Metcut continues to expand its DC Electric Potential Drop (EPD) testing capability. Our FTA® systems provide automated test control and data acquisition for crack growth and fracture toughness testing. Careful placement of monitoring probes permits test gage lengths as small as 0.035 in.
Fatigue crack propagation using the compliance method and the potential drop method of crack measurement. Specimens supported include Compact Tension (CT), Middle Tension (MT), Single Edge Notch (SEN), Single Edge Bend (SEB), Extended Compact Tension (ECT), various corner crack designs, and surface flaw designs. Metcut Research routinely performs testing from cryogenic temperatures to 1600°F (871°C). We also support steady-state cyclic fatigue, as well as dwell-time fatigue.
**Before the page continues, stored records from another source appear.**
Issue #175, opened 2020-12-07
Sequences processing semantics [Draft]


krebernisak:
Some of our adapters like the PoR bitcoin indexer adapters process sequenced data.

Adapters that process sequences should only change items that they know how to process. If they don’t have the ability to process them they should add a warning. Maybe the next adapter in the chain will have the know-how to process those items and possibly remove the warning.

If they have the ability to process the item, but the item is found to be invalid, the error should be thrown as there is no way to continue processing this sequence. For example, if we have an adapter that processes `bitcoin/mainnet` addresses. That adapter should add warnings for all `bitcoin/testnet` and `ethereum/mainnet` addresses. But if it finds an invalid `bitcoin/mainnet` address, then it throws an error!

We can additionally add a `strict` configuration flag, which we can use to configure the sequence processing adapter with: “No warnings, all errors.” Or in other words, you need to be able to process everything or nothing.

TODO:

- [ ] How sequence processing semantic should work
- [ ] How we should be able to chain different adapters with different processing abilities
- [ ] How error handling should work
- [ ] How can we extract this in a framework to easily add sequence processing abilities to an adapter

boxhock:
Story created

PR #184, opened 2020-12-08
Feature/proof of reserves

justinkaseman:
### Description
Adds `balance` endpoint functionality to:
- `amberdata`
- `cryptoapis`
- `blockchair`

New adapters:
- `btc.com`
- `sochain`

Updates other PoR adapters:
- `blockchain.com`
- `blockcypher`


amberdata/src/config.ts
```diff
@@ -0,0 +1,19 @@
...
+export const ENV_API_TIMEOUT = 'API_TIMEOUT'
+
+export const ENDPOINT_MAIN = 'https://web3api.io'
+
+export const DEFAULT_DATA_PATH = 'addresses'
+export const DEFAULT_ENDPOINT = 'price'
+
+export const getBaseURL = (): string => ENDPOINT_MAIN
+
+export const getConfig = (prefix = ''): Config => {
```
krebernisak, line 14:
```suggestion
export const makeConfig = (prefix = ''): Config => {
```

amberdata/src/endpoint/balance.ts
```diff
@@ -0,0 +1,114 @@
...
+
+      if (!addr.coin) addr.coin = 'btc'
+      if (isCoinType(addr.coin) === false)
+        return {
+          ...warnedResponse,
+          warning: WARNING_NO_OPERATION_COIN,
+        }
+
+      if (!addr.chain) addr.chain = 'mainnet'
+      if (isChainType(addr.chain) === false)
```
krebernisak, line 55:
```suggestion
      if (!isChainType(addr.chain))
```

amberdata/src/endpoint/price.ts
```diff
@@ -0,0 +1,33 @@
...
+const customError = (data: any) => {
+  return Object.keys(data.payload).length === 0
+}
+
+const customParams = {
+  base: ['base', 'from', 'coin'],
+  quote: ['quote', 'to', 'market'],
+}
+
+export const execute = async (config: Config, request: AdapterRequest) => {
```
krebernisak, line 16:
```suggestion
export const execute: ExecuteWithConfig = async (request, config) => {
```

amberdata/src/endpoint/balance.ts
```diff
@@ -0,0 +1,114 @@
...
+    } as any,
+  )
+
+export const inputParams = {
+  dataPath: false,
+  confirmations: false,
+}
+
+// Export function to integrate with Chainlink node
+export const execute = async (config: Config, request: AdapterRequest) => {
```
krebernisak, line 96:
```suggestion
export const execute: ExecuteWithConfig = async (request, config) => {
```

amberdata/test/balance.test.ts
```diff
@@ -0,0 +1,235 @@
+import { makeExecute } from '../src/adapter'
+import { shouldBehaveLikeBalanceAdapter } from '@chainlink/adapter-test-helpers'
+
+shouldBehaveLikeBalanceAdapter(makeExecute(), ['bitcoinmainnet'])
+
+// import { assert } from 'chai'
```
krebernisak, line 6: We should remove this now as we are using the test helper package

blockchair/README.md
```diff
@@ -1,83 +1,264 @@
...
+## Configuration
+
+The adapter takes the following environment variables:
+
+- `API_KEY`: Optional Blochair API key to use
+- `API_TIMEOUT`: Optional timeout param, defaults to `30000`
+
 ## Input Params
 
+- `endpoint`: Optional endpoint param, defaults to `difficulty`
```
krebernisak, line 12:
```suggestion
- `endpoint`: The endpoint to use, one of (difficulty|balance). Defaults to `difficulty`
```

blockchair/package.json
```diff
@@ -1,15 +1,39 @@
...
   "name": "@chainlink/blockchair-adapter",
-  "version": "0.0.1",
+  "version": "0.0.2",
   "license": "MIT",
-  "main": "index.js",
+  "main": "dist/index.js",
   "scripts": {
-    "server": "node -e 'require(\"./index.js\").server()'",
+    "prepublishOnly": "yarn build && yarn test:unit",
+    "build": "tsc",
```
krebernisak, line 8:
```suggestion
    "build": "tsc -b",
```

blockchair/src/adapter.ts
```diff
@@ -0,0 +1,44 @@
...
+import { ExecuteWithConfig, ExecuteFactory } from '@chainlink/types'
+import { getConfig, DEFAULT_ENDPOINT } from './config'
+import { difficulty, balance } from './endpoint'
+
+const inputParams = {
+  endpoint: false,
+}
+
+// Export function to integrate with Chainlink node
+export const execute: ExecuteWithConfig = async (request, config) => {
```
krebernisak, line 11:
```suggestion
const execute: ExecuteWithConfig = async (request, config) => {
```

amberdata/src/config.ts
krebernisak: The prefix is not being considered here

blockchair/src/config.ts
```diff
@@ -0,0 +1,12 @@
...
+
+export const ENDPOINT_MAIN = 'https://api.blockchair.com'
+
+export const DEFAULT_DATA_PATH = 'addresses'
+export const DEFAULT_CONFIRMATIONS = 6
+export const DEFAULT_ENDPOINT = 'difficulty'
+
+export const getBaseURL = (): string => ENDPOINT_MAIN
+
+export const getConfig = (): Config => Requester.getDefaultConfig()
```
krebernisak, line 12: makeConfig + prefix

blockchair/src/endpoint/balance.ts
```diff
@@ -0,0 +1,137 @@
...
+      jobRunID,
+      message: `Unsupported coin parameter`,
+      statusCode: 500,
+    })
+  if (chain === 'testnet') {
+    if (coin === 'bitcoin') coin = 'bitcoin/testnet'
+    else
+      throw new AdapterError({
+        jobRunID,
+        message: WARNING_NO_OPERATION_TESTNET,
```
krebernisak, line 64: Should not be called a warning if we throw it as an error.

blockchair/src/endpoint/balance.ts
```diff
@@ -0,0 +1,137 @@
...
+  if (!coin)
+    throw new AdapterError({
+      jobRunID,
+      message: `Unsupported coin parameter`,
+      statusCode: 500,
+    })
+  if (chain === 'testnet') {
+    if (coin === 'bitcoin') coin = 'bitcoin/testnet'
+    else
+      throw new AdapterError({
```
krebernisak, line 62: We should not throw here in the first place. If we can't process an item, we add a warning to it and continue.

krebernisak (changes requested):

amberdata/src/endpoint/balance.ts
justinkaseman: This seems like a style choice of clear vs. readable, but if you have a preference I'm fine with switching. I'd agree that the not operator is easier to read.

I read some opinion piece a while ago that argued being explicit is better, especially for helping the understanding of newer devs.

amberdata/src/adapter.ts
```diff
@@ -35,10 +34,8 @@ export const execute: ExecuteWithConfig = async (request, config) => {
...
     }
   }
-
-  return Requester.success(jobRunID, response)
 }
 
-export const makeExecute: ExecuteFactory = (config) => {
-  return async (request) => execute(request, config || getConfig())
+export const makeExecute: ExecuteFactory<Config> = (config) => {
+  return async (request) => await execute(request, config || getConfig())
```
krebernisak, line 40: This `await` is not needed here.

ea-factories/src/factories/balance.ts
```diff
@@ -0,0 +1,155 @@
...
+
+const WARNING_NO_OPERATION = 'No Operation: unsupported'
+const ERROR_NO_OPERATION_MISSING_ADDRESS = 'No Operation: address param is missing'
+
+export type IsSupported = (coin: string, chain: string) => boolean
+export type GetBalance = (account: Account, config: BalanceConfig) => Promise<ResponseData>
+export type GetBatchBalance = (
+  accGroup: [string, AccountGroup],
+  config: Config,
+) => Promise<ResponseData>
```
krebernisak, line 22: My suggestion would be to have a generic type that will be a response to our data requests. It will carry some kind a result (an answer to our data request) and a payload or some underlying data that the result was made from:

```javascript
export type DataResponse<R, P> = {
  result: R,
  payload: P
}
```

Then we can declare these two type of requests for data:

```suggestion
export type GetBalance = (account: Account, config: BalanceConfig) => Promise<DataResponse<Account, any>>
export type GetBalances = (accounts: Account[], config: BalanceConfig) => Promise<DataResponse<Account[], any>>
```

krebernisak (changes requested):
Great job! 💯 This now looks a lot better when reusing a bunch of code 🪂 

Added a few more comments we can go through today, but overall it's a big improvement.
The only thing is this branch now has a 100+ commits because of excessive merging. You should think about rebasing next time to keep your branches cleaner.

justinkaseman:
> Great job! 100 This now looks a lot better when reusing a bunch of code parachute
> 
> Added a few more comments we can go through today, but overall it's a big improvement.
> The only thing is this branch now has a 100+ commits because of excessive merging. You should think about rebasing next time to keep your branches cleaner.

Usually I rebase, but at this point when rebasing there are ~20+ merge conflicts to go through each time. Doing that every time develop drifts ends up being a lot of time.

At least we can squash them together when we merge.

external-adapter/src/config.ts
```diff
@@ -21,6 +23,7 @@ export function getDefaultConfig(prefix = ''): Config {
   const apiKey = util.getEnv(ENV_API_KEY, prefix)
   return {
     apiKey,
+    returnVerboseResponse: !!util.getEnv(ENV_API_KEY, prefix),
```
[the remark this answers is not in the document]
justinkaseman: Oops this should use `ENV_API_VERBOSE_RESPONSE`.

This is for whether the adapter responses should include all of the response data for adapters that are making multiple requests. We talked about cases where if you have 50 addresses that you are fetching balances it might be a lot of response data. 

It is currently more of a balance specific use case, likely we will have more multiple request adapters in the future. All adapters _could_ also use this.

I'm open to moving it though, thoughts?

ea-factories/src/factories/balance.ts
```diff
@@ -0,0 +1,155 @@
...
+    if (!acc.address)
+      throw new AdapterError({
+        jobRunID,
+        message: ERROR_NO_OPERATION_MISSING_ADDRESS,
+        statusCode: 400,
+      })
+
+    // Defaults
+    if (!acc.chain) acc.chain = 'mainnet'
+    if (!acc.coin) acc.coin = 'btc'
```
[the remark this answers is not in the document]
justinkaseman: I've never seen nullish coalescing used like this - the compiler doesn't seem to like the syntax.

Could you explain this?

ea-factories/src/factories/balance.ts
```diff
@@ -0,0 +1,155 @@
...
+export type BalanceImplConfig = Config & {
+  confirmations?: number
+  shouldOverwrite?: boolean
+  verbose?: boolean
+}
+export type BalanceConfig = BalanceImplConfig & {
+  isSupported: IsSupported
+  getBalance?: GetBalance
+  getBatchBalance?: GetBatchBalance
+}
```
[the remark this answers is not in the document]
justinkaseman: The idea here was that the former type would be the extended Config for the implementation factory and the latter would be the Config for the EA factory.

I didn't really end up using it that way though, so I can merge them.

ea-factories/src/factories/balance.ts
```diff
@@ -0,0 +1,155 @@
...
+): Promise<ResponseData[]> =>
+  Promise.all(
+    accounts.map((acc) => {
+      if (acc.warning) return { result: acc }
+      return getBalance(acc, config)
+    }),
+  )
+
+export type AccountGroup = { addresses: string[]; result: Account[] }
+const group = (accounts: Account[]) => {
```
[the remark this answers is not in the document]
justinkaseman: Where do you think this should live? `external-adapter`?

ea-factories/src/factories/balance.ts
```diff
@@ -0,0 +1,155 @@
...
+  getBalance: GetBalance,
+): Promise<ResponseData[]> =>
+  Promise.all(
+    accounts.map((acc) => {
+      if (acc.warning) return { result: acc }
+      return getBalance(acc, config)
+    }),
+  )
+
+export type AccountGroup = { addresses: string[]; result: Account[] }
```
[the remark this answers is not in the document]
justinkaseman: The reason there was AccountGroups was in an attempt to have the ea-factory filter warning accounts out similar to how the non-batched functionality works.

With the change to groupBy to be more generic it just means the `getBalances` function in the implementation will have some repeated code to filter warnings.

ea-factories/src/factories/balance.ts
```diff
@@ -0,0 +1,168 @@
...
+      config,
+      Array.from(grouped.values()),
+      config.getBalances,
+    )
+    response = reduceBalancesBatch(config, responses)
+  }
+  if (config.getBalance) {
+    const responses = await getBalances(config, accounts, config.getBalance)
+    response = reduceBalances(config, responses)
+  }
```
krebernisak, line 165: We need just one workflow here, not two different ones that are almost the same.

First, define the function you require:

```javascript
const getBalances = config.getBalances || // create it from config.getBalance
```

Then group the data and execute M requests for M groups:

```javascript
const key = (acc) => `${acc.coin}-${acc.chain}`
const requests = groupBy(accounts, key)
  .values()
  .map(group => getBalances(group, config))
const responses = await Promise.all(requests)
```

Then reduce:

```javascript
const data = {
  responses: responses.map(r => r.payload),
  result: responses.flatMap(r => r.result),
}
```

Then in the end act on the `verbose` config:

```javascript
if (!config.verbose) delete data.responses;
```

krebernisak (changes requested):

ea-factories/src/factories/balance.ts
```diff
@@ -0,0 +1,168 @@
...
+  })
+  return map
+}
+
+export function addresses(accounts: Account[]) {
+  return accounts.reduce<string[]>((accumulator, current) => {
+    if (!current.warning) accumulator.push(current.address)
+    return accumulator
+  }, [])
+}
```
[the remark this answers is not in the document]
justinkaseman: By using reduce it only iterates over the accounts one time. 

Are you suggesting this because of readability?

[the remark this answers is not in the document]
krebernisak: Yeah, readability! It's one of the most important and hard to achieve things. Naming, readability, composability...
Always think about the next guy, and better yet think about yourself debugging the code a few months down the road, and make it easy for yourself 🥇

Optimization is not even to be considered until the end, or when performance problems arise.

And here we do `O(n)` work in both cases. It is the same if you:

- iterate N elements once, do two operations per element
- iterate N elements twice, do one operation per element

Both are `O(2*n)`, or `O(n)`.

Even if you introduce an extra fixed amount of work because of readability, that is also ok as long as you don't change the time complexity. Going from `O(n)` to `O(6*n)` because of readability is ok while going to `O(n^2)` is not ok, and readability should suffer if that is the tradeoff we need to make in that case.

ea-factories/src/factories/balance.ts
justinkaseman: This is a good suggestion. Ended up being a lot cleaner. 

I originally split these because I was having type issues, but this way is a good approach.

ea-factories/src/factories/balance.ts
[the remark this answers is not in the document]
justinkaseman: Very true. I'm still in the bad habit of doing things "fancy" sometimes. Blanked on dropping the coefficient :sweat_smile: 

Great advice that should be added to your next book! :book:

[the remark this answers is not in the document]
krebernisak: Haha, don't worry, I only record YouTube videos nowadays. Books are boring and you can't put ads in them 😇

ea-factories/src/factories/balance.ts
```diff
@@ -0,0 +1,116 @@
...
+
+  // If warning, clear and continue to processing
+  const { warning, ...accNoWarning } = account
+  return accNoWarning
+}
+
+const toGetBalances = (getBalance?: GetBalance) => (accounts: Account[], config: BalanceConfig) => {
+  if (!getBalance) throw new Error('Get Balance function not supplied')
+  return accounts.map(async (acc) => {
+    if (acc.warning) return { result: [acc] }
```
krebernisak, line 78: This is too late to filter warnings. If we do it here, we don't do it in the `config.getBalances` method.

There is also the problem of not keeping the original order for the sequence, grouping is messing up the order, and we need to restore it in the end.

First, we should filter out all not supported accounts before grouping:

```javascript
const supportedAccounts =  accounts.filter(a => !a.warning)
const groups = Array.from(util.groupBy<string, Account>(supportedAccounts, key).values())
const requests = ...
const responses = ...
```

Now that we have the  results back, we need to build an index of balances:

```javascript
const balances = new Map(responses.flatMap((r: any) => r.result).map(a => [a.address, a.balance])))
```

Then we build the response, using the original order:

```javascript
const data: SequenceResponseData<Account> = {
  responses: responses.map((r: any) => r.payload),
  result: accounts.map(a => {...a, balance: a.warning ? a.balance || balances.get(a.address)})
}
```

krebernisak (changes requested):

ea-factories/src/factories/balance.ts
justinkaseman: This is a good suggestion, thanks. I had the warnings getting filtered _within_ `config.getBalances`, but that would be better abstracted away. Plus maintaining the order seems better too.

composite/proof-of-reserves/src/balance.ts
```diff
@@ -1,15 +1,30 @@
...
 import blockchainCom from '@chainlink/blockchain.com-adapter'
+import blockchair from '@chainlink/blockchair-adapter'
 import blockcypher from '@chainlink/blockcypher-adapter'
+import btc_com from '@chainlink/btc.com-adapter'
+import cryptoapis from '@chainlink/cryptoapis-adapter'
+import sochain from '@chainlink/sochain-adapter'
 
 export type BitcoinIndexerOptions = { type?: BitcoinIndexer }
 export enum BitcoinIndexer {
+  Amberdata = 'amberdata',
```
krebernisak, line 12: This mapping between the enum name and the adapter defined `NAME` could pose a problem. I think that enums are too static for our use case here. I think it would be better if we just define `BitcoinIndexer` as string type alias and compute it from the map. Something like this:

```javascript
export type BitcoinIndexerOptions = { type?: BitcoinIndexer }
export type BitcoinIndexer = string

const implLookup: Implementations = {
  [amberdata.NAME]: amberdata,
  [blockchainCom.NAME]: blockchainCom,
  [blockcypher.NAME]: blockcypher,
  [blockchair.NAME]: blockchair,
  [btc_com.NAME]: btc_com,
  [cryptoapis.NAME]: cryptoapis,
  [sochain.NAME]: sochain,
}

const isBitcoinIndexer = (envVar?: string): envVar is BitcoinIndexer =>
  Object.keys(implLookup).includes(envVar as any)

export const getBitcoinIndexer = (): BitcoinIndexer | undefined => {
  const bitcoinIndexer = process.env.BTC_INDEXER_ADAPTER
  return isBitcoinIndexer(bitcoinIndexer) ? (bitcoinIndexer as BitcoinIndexer) : undefined
}

export const getImpl = (options: BitcoinIndexerOptions): Execute => {
  const prefix = options.type?.toUpperCase()
  const impl = options.type && implLookup[options.type]
  if (!impl) throw Error(`Unknown balance adapter type: ${options.type}`)

  return (data) => {
    const config = impl.makeConfig(prefix)
    const execute = impl.makeExecute(config)
    return execute(data)
  }
}
```

krebernisak: @HenryNguyen5 would love your input on how to best type this piece of code?

ea-factories/src/factories/balance.ts
```diff
@@ -0,0 +1,120 @@
...
+import { util } from '@chainlink/ea-bootstrap'
+
+const DEFAULT_DATA_PATH = 'addresses'
+const DEFAULT_CONFIRMATIONS = 6
+
+const WARNING_UNSUPPORTED_PARAMS = 'No Operation: this provider does not support'
+const ERROR_MISSING_ADDRESS = 'No Operation: address param is missing'
+
+export function addresses(accounts: Account[]) {
+  return accounts.reduce<string[]>((accumulator, current) => {
```
krebernisak, line 19: We are just filtering accounts without a warning and mapping them to address, no need to do a more complex sequence reduction.

I also think that this function should not be exported. I see it used in only one place and we can instead do `accounts.map(a => a.address)` directly, when needed.

external-adapter/src/config.ts
```diff
@@ -5,26 +5,30 @@ import { logger } from './logger'
...
 
 /* eslint-disable @typescript-eslint/no-unused-vars */
 const cloneNoSecrets = (config: Config): Config => (({ apiKey, ...o }) => o)(config)
 
 export function getDefaultConfig(prefix = ''): Config {
   const apiKey = util.getEnv(ENV_API_KEY, prefix)
+  const timeout = util.getEnv(ENV_API_TIMEOUT, prefix)
   return {
     apiKey,
+    returnVerboseResponse: !!util.getEnv(ENV_API_VERBOSE_RESPONSE, prefix),
```
krebernisak, line 27: What is this used for?

ea-factories/src/factories/balance.ts
```diff
@@ -0,0 +1,120 @@
...
+
+export type IsSupported = (coin: string, chain: string) => boolean
+export type BalancesResponse = DataResponse<Account[], any>
+export type GetBalance = (account: Account, config: BalanceConfig) => Promise<BalancesResponse>
+export type GetBalances = (accounts: Account[], config: BalanceConfig) => Promise<BalancesResponse>
+
+export type BalanceConfig = Config & {
+  confirmations?: number
+  shouldOverwrite?: boolean
+  verbose?: boolean
```
krebernisak, line 33: This functionality to trigger verbose responses on/off should be part of the framework and available to all adapters to use. Let's not expand the scope of this PR further, but please open a GitHub issue documenting this so we can improve the implementation in the future and bring it to all adapters.

ea-factories/src/factories/balance.ts
```diff
@@ -0,0 +1,120 @@
...
+      message: ERROR_MISSING_ADDRESS,
+      statusCode: 400,
+    })
+
+  // Defaults
+  if (!account.chain) account.chain = 'mainnet'
+  if (!account.coin) account.coin = 'btc'
+
+  // Should we process?
+  if (!config.shouldOverwrite && typeof account.balance === 'number') return account
```
krebernisak, line 67: This flag is not documented and I am having trouble figuring out how it should be used and why it's useful?

ea-factories/src/factories/balance.ts
```diff
@@ -0,0 +1,120 @@
...
+    return { ...account, warning: WARNING_UNSUPPORTED_PARAMS + ` ${account.chain} ${account.coin}` }
+
+  // If warning, clear and continue to processing
+  const { warning, ...accNoWarning } = account
+  return accNoWarning
+}
+
+const toGetBalances = (getBalance?: GetBalance) => (accounts: Account[], config: BalanceConfig) => {
+  if (!getBalance) throw new Error('Get Balance function not supplied')
+  return accounts.map(async (acc) => {
```
krebernisak, line 81:
```suggestion
  return accounts.map((acc) => {
```

ea-factories/src/factories/balance.ts
```diff
@@ -0,0 +1,120 @@
...
+    if (acc.warning) return { result: [acc] }
```
krebernisak, line 82: Warnings are handled all over the place in a number of different functions. I don't think that `toGetBalances` is a place to handle any warnings. This function should just map N accounts to N `getBalance` calls, and the data (with all the error/warning handlings) should be prepared before.

external-adapter/src/requester.ts
```diff
@@ -86,18 +87,17 @@ export class Requester {
     return new AdapterError({ jobRunID, statusCode, message: error }).toJSONResponse()
   }
 
-  static success(jobRunID = '1', response: AxiosResponse) {
-    if (!('result' in response.data)) {
```
krebernisak, line 90: What would be the reason to remove this?

typings/@chainlink/index.d.ts
```diff
@@ -50,37 +73,37 @@ declare module '@chainlink/types' {
...
     config: Config,
   ) => Promise<AdapterResponse>
 
-  export type ExecuteFactory = (config?: Config) => Execute
+  export type ExecuteFactory<C extends Config> = (config?: C) => Execute
 
-  import { expose } from '@chainlink/ea-bootstrap'
+  export type ConfigFactory = (prefix?: string) => Config
+
+  // import type { ExecuteHandlers } from '@chainlink/ea-bootstrap/src'
```
krebernisak, line 87: Please clean up these comments.

krebernisak (changes requested):
I left a few final comments, but overall, I think we are very close to merging this.

Great work @justinkaseman 💯

external-adapter/src/requester.ts
justinkaseman: The optional chaining on line 94 is more concise but if you find this more readable or there was a reason for `null` specifically can revert.

ea-factories/src/factories/balance.ts
justinkaseman: #211

ea-factories/src/factories/balance.ts
justinkaseman: So this should probably be brought to a separate issue as well (and possibly removed here for now).

This flag _specifically_ for composite adapters knowing whether they should write on top of previous results or if they should skip when a result is already filled. Composite adapter specific configs haven't been implemented yet and might need some thought.

external-adapter/src/config.ts
justinkaseman: This is used for if the adapter should return the whole data response or not. With composite adapters these responses could end up massive. Maybe we should default to true as that is the behaviour of every other current adapter?

krebernisak: But this specific flag `returnVerboseResponse`, I see it being defined, but not used anywhere?

external-adapter/src/requester.ts
krebernisak: Hmm... :) Disregard then.

ea-factories/src/factories/balance.ts
krebernisak: Let's remove this for now, as we are not using it at the moment. You can add your thoughts and ideas on this [here](https://github.com/smartcontractkit/external-adapters-js/issues/175). Thanks!

external-adapter/src/config.ts
justinkaseman: Ahhh you are right, hadn't changed the variable name in the ea-factories/balance code to match this name.

ea-factories/src/factories/balance.ts
justinkaseman: Removed for now :+1:

composite/outlier-detection/src/config.ts
```diff
@@ -1,9 +1,9 @@
 import { util } from '@chainlink/ea-bootstrap'
-import types, { Execute } from '@chainlink/types'
+import { Execute } from '@chainlink/types'
 import { getSourceDataProviders, getSourceImpl } from './source'
 import { getCheckDataProviders, getCheckImpl } from './check'
 
-export type Config = types.Config & {
+export type Config = {
```
justinkaseman, line 6: @boxhock Changed this bit from your composite Outlier-Detection PR as it was throwing a TS error.

Just want to make sure this still works for you as expected. Opened #217 which includes investigating that this Config type here still works with the underlying adapter's Config.

I think we may want to verify that Configs are working as expected here while doing

krebernisak: Yeah, it's not needed here.

sochain/README.md
```diff
@@ -0,0 +1,164 @@
...
+        "address": "38bzm6nhQMFJe71jJw1U7CbgNrVNpkonZF",
+        "coin": "btc",
+        "chain": "mainnet",
+        "balance": 307499838499
+      },
+      {
+        "address": "3ANaBZ6odMrzdg9xifgRNxAUFUxnReesws",
+        "coin": "btc",
+        "chain": "mainnet",
+        "balance": 904070305884
```
krebernisak, line 96: Some of our BTC indexer adapters return `"balance"` as strings, while other as numbers. We need to adapt those data providers to the same API, and my vote goes that we report all balances as strings (because big numbers).

There is also an issue where some adapters return decimal value of BTC, and other int value of SATS.

Let's update this so that every adapter returns **balance as string representing total amount of SATS** on the account.

cryptoapis/README.md
```diff
@@ -1,15 +1,22 @@
 # Chainlink External Adapter for CryptoAPIs
 
+## Configuration
+
+The adapter takes the following environment variables:
+
+- `API_KEY`: Optional Blochair API key to use
```
krebernisak, line 7:
```suggestion
- `API_KEY`: Optional API key to use
```

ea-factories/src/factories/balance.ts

Fatigue crack growth rates from the threshold regime to the critical region are typically developed, using constant load as well as K-controlled parameters.
Static creep crack growth rate measurements using the potential drop method. The compact tension specimen is the standard specimen design for this specification. We typically perform this experiment at elevated temperatures.
Plane strain fracture toughness testing. We use the Compact Tension (CT) design, Single Edge Bend (SEB), Arc-Shaped Specimens, and the Disk-Shaped specimens. We typically perform pre-cracking using the compliance technique. Testing temperature ranges from cryogenic regions to 1600°F (871°C).
Elastic-plastic fracture toughness testing using the J-Integral technique. We typically perform this experiment using the Compact Tension (CT) design or the Single Edge Bend (SEB) specimen. Both the compliance technique and potential drop method of crack measurement is supported. Metcut Research employs the single specimen unloading technique to evaluate crack length measurements.
Fracture resistance testing using the R-Curve (resistance curve) technique. Typically the specimen design of choice is the Compact Tension (CT) or the Middle Tension (MT). We perform testing using the compliance technique as well as the potential drop method of crack measurement. ASTM E-1290 – Fracture toughness testing using the Crack Tip Opening Displacement (CTOD) measurement method. This experiment is typically performed using the compliance technique on all the standard-geometry, fracture toughness specimens.
Plain-strain fracture toughness testing using the short rod or short bar specimen design. We use this specification primarily for brittle materials.